She never got that chance.
Sure, she traveled.
He knows all the places she's been, even the trips before him. Seattle, Las Vegas, San Francisco, Hawaii for a friend's wedding, Vancouver, Disneyland when she was ten, several trips to Coast City and Gotham. He knows all about the miserable trip she and Oliver took to Paris after high school graduation where they fought the whole time and came back temporarily broken up. He knows that she scrimped and saved and worked over time at the cafe she had been waitressing at to be able to afford to go to Thailand with Sara for two weeks less than a year before Sara got on that boat. He knows that one of her favourite places on earth was the Merlyn house in Lake Tahoe.
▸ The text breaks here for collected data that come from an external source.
PR #26220, opened 2026-02-04
🐛 Fixed admin auth re-fetch overwriting paginated comments

rob-ghost:
When a user navigates to a comment permalink that requires loading multiple pages of comments, `initSetup` correctly paginates through all pages to find the target. However, `initAdminAuth` then independently re-fetches only page 1 via the admin API (which has a limit of 20), and overwrites the entire comment list with this truncated result. This causes the permalink target to disappear from the DOM, breaking both scroll-to and highlight behavior.

The root cause is that `initAdminAuth` used a direct `setState({...state, comments, pagination})` call with a stale closure over `state`, rather than the callback form. This meant it always replaced whatever comments were currently loaded with its own page-1 fetch. The fix switches to a callback-form `setState` that checks whether `initSetup` has already loaded beyond page 1 — if so, it preserves the existing comments and only updates admin-related state (`adminApi`, `admin`, `isAdmin`).

An E2E test reproduces the exact scenario: 25 comments with a permalink to the last one, with admin auth enabled. It verifies the target comment remains visible after admin auth completes its re-fetch.

---

> [!NOTE]
> **Low Risk**
> Small, localized state-update change plus an E2E regression test; low risk aside from potential edge cases around pagination detection.
> 
> **Overview**
> Fixes a permalink regression where `initAdminAuth` re-fetching admin comments (page 1 only) could overwrite comments that `initSetup` had already paginated in to reach a permalink target.
> 
> `initAdminAuth` now uses a functional `setState` and preserves the existing `comments`/`pagination` when the current pagination indicates multiple pages were loaded, updating only admin-related state in that case. Adds an E2E test to reproduce the 25-comment permalink scenario with admin auth enabled and assert the target comment remains visible after admin auth completes.
> 
> <sup>Written by [Cursor Bugbot](https://cursor.com/dashboard?tab=bugbot) for commit b960d284206c9634efc1703f7b1f0b2c6744311a. This will update automatically on new commits. Configure [here](https://cursor.com/dashboard?tab=bugbot).</sup>

## Summary by CodeRabbit

* **Bug Fixes**
  * Prevented admin authentication from overwriting previously loaded paginated comments, so permalinks and multi-page comment views retain visible comments after admin auth.

* **Tests**
  * Added an end-to-end test validating admin auth does not replace member-paginated comments when following a permalink.

### DIFF
--- a/apps/comments-ui/src/app.tsx
+++ b/apps/comments-ui/src/app.tsx
@@ -140,11 +140,23 @@ const App: React.FC<AppProps> = ({scriptTag, initialCommentId, pageUrl}) => {
                 if (admin) {
                     // this is a bit of a hack, but we need to fetch the comments fully populated if the user is an admin
                     const adminComments = await adminApi.browse({page: 1, postId: options.postId, order: state.order, memberUuid: state.member?.uuid});
-                    setState({
-                        ...state,
-                        adminApi: adminApi,
-                        comments: adminComments.comments,
-                        pagination: adminComments.meta.pagination
+                    setState((currentState) => {
+                        // Don't overwrite paginated comments when initSetup loaded
+                        // multiple pages (e.g., for permalink scrolling)
+                        if (currentState.pagination && currentState.pagination.page > 1) {
+                            return {
+                                adminApi,
+                                admin,
+                                isAdmin: true
+                            };
+                        }
+                        return {
+                            adminApi,
+                            admin,
+                            isAdmin: true,
+                            comments: adminComments.comments,
+                            pagination: adminComments.meta.pagination
+                        };
                     });
                 }
             } catch (e) {
--- a/apps/comments-ui/test/e2e/permalink.test.ts
+++ b/apps/comments-ui/test/e2e/permalink.test.ts
@@ -1,6 +1,6 @@
 import {E2E_PORT} from '../../playwright.config';
 import {FrameLocator, Page} from '@playwright/test';
-import {MOCKED_SITE_URL, MockedApi, initialize} from '../utils/e2e';
+import {MOCKED_SITE_URL, MockedApi, initialize, mockAdminAuthFrame} from '../utils/e2e';
 import {expect, test} from '@playwright/test';
 
 /**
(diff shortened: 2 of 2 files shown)


apps/comments-ui/test/e2e/permalink.test.ts
```diff
@@ -363,4 +363,84 @@ test.describe('Comment Permalinks', async () => {
...
+        // which re-fetches comments via admin API (page 1 only, limit 20)
+        const adminFrame = page.locator('iframe[data-frame="admin-auth"]');
+        await expect(adminFrame).toBeAttached();
+
+        // Give admin auth time to complete and potentially overwrite state
+        await page.waitForTimeout(1000);
+
+        // The target comment (beyond admin page 1) must STILL be visible
+        await expect(commentsFrame.getByText('Target comment beyond admin page 1')).toBeVisible();
+    });
```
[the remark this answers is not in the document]
rob-ghost: Fixed, replaced with a semantic locator for admin actions which indicate admin auth is complete.

apps/comments-ui/src/app.tsx
```diff
@@ -140,11 +140,23 @@ const App: React.FC<AppProps> = ({scriptTag, initialCommentId, pageUrl}) => {
...
-                        pagination: adminComments.meta.pagination
+                    setState((currentState) => {
+                        // Don't overwrite paginated comments when initSetup loaded
+                        // multiple pages (e.g., for permalink scrolling)
+                        if (currentState.pagination && currentState.pagination.page > 1) {
+                            return {
+                                adminApi,
+                                admin,
+                                isAdmin: true
+                            };
```
jonatansberg, line 151: Wouldn't you still need to spread the current state here? Otherwise you'd anyways be dropping those fields, no?

jonatansberg (commented):
I'm not sure if this is correct or maybe I'm misunderstanding the code. Note that I haven't tested this locally (yet).

apps/comments-ui/src/app.tsx
rob-ghost: The `setState` wrapper does the shallow merge (lines 66-76) but its non-obvious from here. That merge would make spreading here redundant.

The `setState` wrapper is probably causing a bit of confusion here, what do you think would make it more obvious that this isn't dropping keys from the state, but overriding the returned keys instead?

rob-ghost: The "proper" fix would be to not use this `setState` anti-pattern and instead use `useReducer` for the complex state object, but its a refactor I'd rather do separately.

jonatansberg: Oh, I missed that part. That is indeed confusing and not the behavior I'd expect from a setState callback. I think we should definitely clean that up at some point, I'm not sure if that point is right now though.

jonatansberg (approved):
Thanks for clearing up my confusion. I think this is good to go. Are you confident in the change or would you like me to test it out locally as well?

rob-ghost:
@jonatansberg I've tested it locally and added a test for this scenario which reliably tests the bug so I'm pretty confident in this particular change.

Whether or not it fixes everything, we'll see.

He knows these things. He's seen the pictures. He's heard all the stories.
It's not like she spent her entire life trapped in this city.
But she wanted more. She wanted Australia, Asia, Europe, the Caribbean. London, Belize, Mexico, India. She wanted Bali and Tokyo and Barbados and Melbourne. Beaches, history, living out of a suitcase, eating way too much food, and once in a lifetime experiences.
He never would have been able to give her that.
They had managed to go on a few short trips over the years, sneaking away for Thanksgiving and weekends in the summer. On their first anniversary, they went to Seattle for a weekend. Coast City was their regular place to go in the summer. Disneyland was one of those things that they were going to make happen for their kid no matter what. But he never would have been able to give her Paris or Lake Tahoe. Seeing the world is expensive and he has never been able to contribute much financially to this relationship.
Laurel used to have this idea in her head that after Mary was grown and off to college, she would retire and they would go off together to see the world. It was a dream. One that likely never would have happened, but it was a dream that made her happy. It was a goal she set for herself. Something that was important to her.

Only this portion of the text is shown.